As someone who loves potatoes, I am always down to try new recipes involving them. St. Patrick’s Day gave me the perfect opportunity to try out a new one! What better way to celebrate than feasting on potatoes! I have eaten Irish nachos before but only at a restaurant, so I was excited to make my own. I found a recipe online and loosely followed it. I added in a few extra seasonings and changed the amount of potatoes to fit my small home.  

When I made the Irish nacho’s, I was a little weary because I wasn’t expecting the potatoes to get crunchy enough. Sure enough, chopping up the potatoes into thin slices makes homemade potato chips, which it was super awesome to learn how easy they are to make. The thinner they are cut though the less time they need in the oven or they will burn. 

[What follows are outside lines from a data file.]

PR #352, opened 2025-01-15
Update engine.go

zachwood222:


engine.go
```diff
@@ -150,6 +171,28 @@ func (s *Engine) marshalSpec() ([]byte, error) {
 	return json.Marshal(s.OpenAPI.Description())
 }
 
+func TestDefaultMiddlewareLimit(t *testing.T) {
```
dylanhitt, line 174: test should go into `engine_test.go`

dylanhitt (changes requested):
This feels like another bot... This code doesn't compile.

EwenQuim:
So irrelevant that I'm closing the PR. 

Please make some efforts when sending PRs. We maintainers are all volunteers and our time is precious.

PR #1, opened 2015-09-30
GeoJSON support with default CRS only

AkeluX:
Add a new format support, GeoJSON. CRS is currently limited to urn:ogc:def:crs:OGC:1.3:CRS84. This will be soon improved using Proj4js.


tag3:
Would you please remove .idea/workspace.xml from the request. That is a per-person file.

pdavidc:
Servet, Would you please change the name of the top level class from GeoJSON to GeoJSONParser in order to make it more descriptive?

servetg:
GeoJSON renamed GeoJSONParser, .idea/workspace.xml removed, named and linked CRS support added.

PR #3, opened 2015-10-05
Feature/kml support

balhar-jakub:
Support for KML. 
At currrent state it should be able to parse the document fully. It should also be able to render most of the geometries and placemarks. And apply at least to some extent styling.


tag3:
I tried running examples/KmlSupport but got an error. It looks like the KML file constructor is expecting an object but is being passed a text string (the KML).

balhar-jakub:
You are right. I updated the kmlfile to support remote files as well as
passed strings but forgot the example.

Thank you for reminder.
Dne 5. 10. 2015 19:47 napsal uživatel "Tom Gaskins" <
notifications@github.com>:

PR #5, opened 2015-10-08
Demo/analytical surface

servetg:
Added AnalyticalSurface demo and dataset


tag3:
The rule limiting use of external libraries applies only to the core code (that in src). Examples are free to use external libraries. In the case of this pull request, d3.js is included in a dependencies directory. If possible, it would be better for the example to refer to it at a CDN, perhaps https://cdnjs.cloudflare.com/ajax/libs/d3/3.5.6/d3.min.js.

servetg:
I've removed the dependencies directory and changed to CDN reference.

PR #7, opened 2015-10-16
Feature/annotations

revo09:


tag3:
The implementation looks great! Thanks! The one change we'd like to request is to rename the example  program Annotations.html rather than AnnotationsExample.html. Nice work!

revo09:
The final fixes have been made so I believe it's ok for a merge.

PR #9, opened 2015-11-30
Feature/kml support review

balhar-jakub:
Initial support for KML file format. 
It brings support for parsing all elements of KML document and rendering following elements:
- Placemark
- Polygon
- Point
- LineString
- LinearRing
- PolyStyle
- LineStyle
- MultiGeometry
- Style
- Document - Very crude support so far
- Folder - Very crude support so far


tag3:
jakub, Thanks for the pull request. However, I notice that some out-of-date core files are included. An example is ElevationModel.js. The pull request appears to be pushing a change that eliminates a previous change. There are several such files. Is it possible that your source wasn't updated before the pull request?

 I also notice the use of extend rather than our standard pattern of:
<constructor>.prototype = Object.create(<superclass>.prototype);
I think that's what extend is trying to do.

balhar-jakub:
The reason for using extend is for the object like Placemarks and Geometry objects, which have internal representation in the framework KmlPlacemark should be descendant of Placemark, while at the same time they should use the methods from the KmlObject. 
extend method is used to mix in the methods from the KmlObject. Probably it should be names mixin instead. 

With the source, I was merging it with our default branch after the pull request from your master branch. I am not really sure how this happened.

tag3:
Jakub,

Thanks for the explanation of extend.

As to the old included source, I don’t know how that happened or could have happened. But for instance the examples/Shapefiles.js file I have most recently checked out has a @version string with a date of 2015-07-31, whereas the one the pull request seeks to check in has a @version string date of 2015-07-15, and the diff at Github shows that it’s replacing that more recent version string. This will need to be figured out and rectified before the pull request can be integrated.

Thanks
Tom

balhar-jakub:
I found the cause. It was in the initial commit of the KML Support, which is why it took me so much time to find it. I incorrectly merged following files, commit I am reffering to is 667fe1dc5442eef5e9eade79ed9b6648a546c8bd:

ArgumentError.js
BingWMSLayer.js
BMNGLandsatLayer.js
BMNGLayer.js
EarthRestElevationModel.js
ElevationModel.js
Layer.js
Logger.js
Shapefile.js
Shapefiles.js
Texture.js
TiledImageLayer.js
WmsLayer.js
WmsUrlBuilder.js
WWUtil.js

To fix this I created patches, which should be valid against current state. The most complex merges were done for Layer.js and TiledImageLayer.js
Please take a look whether I was right.

PR #12, opened 2016-01-20
Fix/surface shapes color

strikerM:


pdavidc:
Florin, Thanks for investigating and sending this pull request. We've merged your changes in to the main branch.

PR #25, opened 2016-05-18
Callback GeoJSON

GabrielePrestifilippo:
Inserted the callback in the GeoJSON load


pdavidc:
Gabriele, The proposed GeoJSON parser completion callback looks sound, but it needs to be modified to match the pattern found in Shapefile. Please review Shapefile's parserCompletionCallback and match that pattern here in GeoJSON. In particular, we're interested in achieving consistent naming, argument order, object properties, and documentation.

AkeluX:
Hello Gabriele, the documentation/comments say "GeoJSON shapefiles" now. I guess this was copy/pasted from the shapefile implementation. I would write "GeoJSON" only.

GabrielePrestifilippo:
Thank you @AkeluX, I corrected the syntax. It is indeed a shape, but maybe writing shapefile could have been misleading.

pdavidc:
Gabriele, Thank you for making these changes. This is closer to the Shapefile interface, but not quite what we're looking for. In particular the argument order and property order for the callbacks are different. Our goal is to establish very consistent patterns that enable application developers to learn a pattern one place and use it elsewhere. Changing argument order forces one to re-learn a similar pattern each place.

pdavidc:
Gabriele, The latest changes to this pull request look perfect. Thank you.

PR #27, opened 2016-06-06
Support for Region, ScreenOverlay, GroundOverlay

balhar-jakub:
The KmlFile is now Renderable itself and on top of that it contains basic support for Region, ScreenOverlay and GroundOverlay elements.


pdavidc:
This pull request looks great. Thanks Jakub.

PR #28, opened 2016-06-07
Atmosphere and day/night effect

strikerM:


pdavidc:
Florin, We've reviewed this pull request and have identified the changes needed before this feature may be merged. The changes are indicated by inline comments in the source.

src/layer/AtmosphereLayer.js
```diff
@@ -0,0 +1,414 @@
...
+         * @classdesc Provides a layer showing the Earth's atmosphere.
+         * @param {URL} nightImageSource optional url for the night texture.
+         * @augments Layer
+         */
+        var AtmosphereLayer = function (nightImageSource) {
+
+            Layer.call(this, "Atmosphere");
+
+            //image for the night texture
+            this._nightImageSource = nightImageSource || '../images/dnb_land_ocean_ice_2012.png';
```
pdavidc: The base path for the default image must be WorldWind.configuration.baseUrl + "images/dnb_land_ocean_ice_2012.png"

See BMNGOneImageLayer for an example.

src/layer/AtmosphereLayer.js
```diff
@@ -0,0 +1,414 @@
...
+             */
+            nightImageSource: {
+                get: function () {
+                    return this._nightImageSource;
+                },
+                set: function (value) {
+                    this._nightImageSource = value;
+                }
+            },
+
```
pdavidc: The properties skyWidth, skyHeight, skyPoints and skyTriStrip are considered internal implementation details. Please mark them as internal in the property declarations above, and remove their associated property accessors.

examples/Atmosphere.js
```diff
@@ -0,0 +1,61 @@
...
+            {layer: new WorldWind.CompassLayer(), enabled: false},
+            {layer: new WorldWind.CoordinatesDisplayLayer(wwd), enabled: false},
+            {layer: new WorldWind.ViewControlsLayer(wwd), enabled: false}
+        ];
+
+        for (var l = 0; l < layers.length; l++) {
+            layers[l].layer.enabled = layers[l].enabled;
+            wwd.addLayer(layers[l].layer);
+        }
+
```
pdavidc: It would be better if the example demonstrated usage of the default image. Please remove specification of the night image here.

src/layer/AtmosphereLayer.js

The recipe can easily be made to feed more mouths for big families or big friend gatherings by simply throwing in more potatoes and adding more cheese and bacon. Really, the bacon amount depends on personal preference. I only used a couple slices, so half of my nachos had bacon and the other half was vegetarian.  

This recipe is fun because it can be altered super easy and still taste delicious! You could probably even add in some more veggies if you wanted or more meat, depending your preference. Really, any flavor of cheese would work for them also, it’s such a versatile recipe.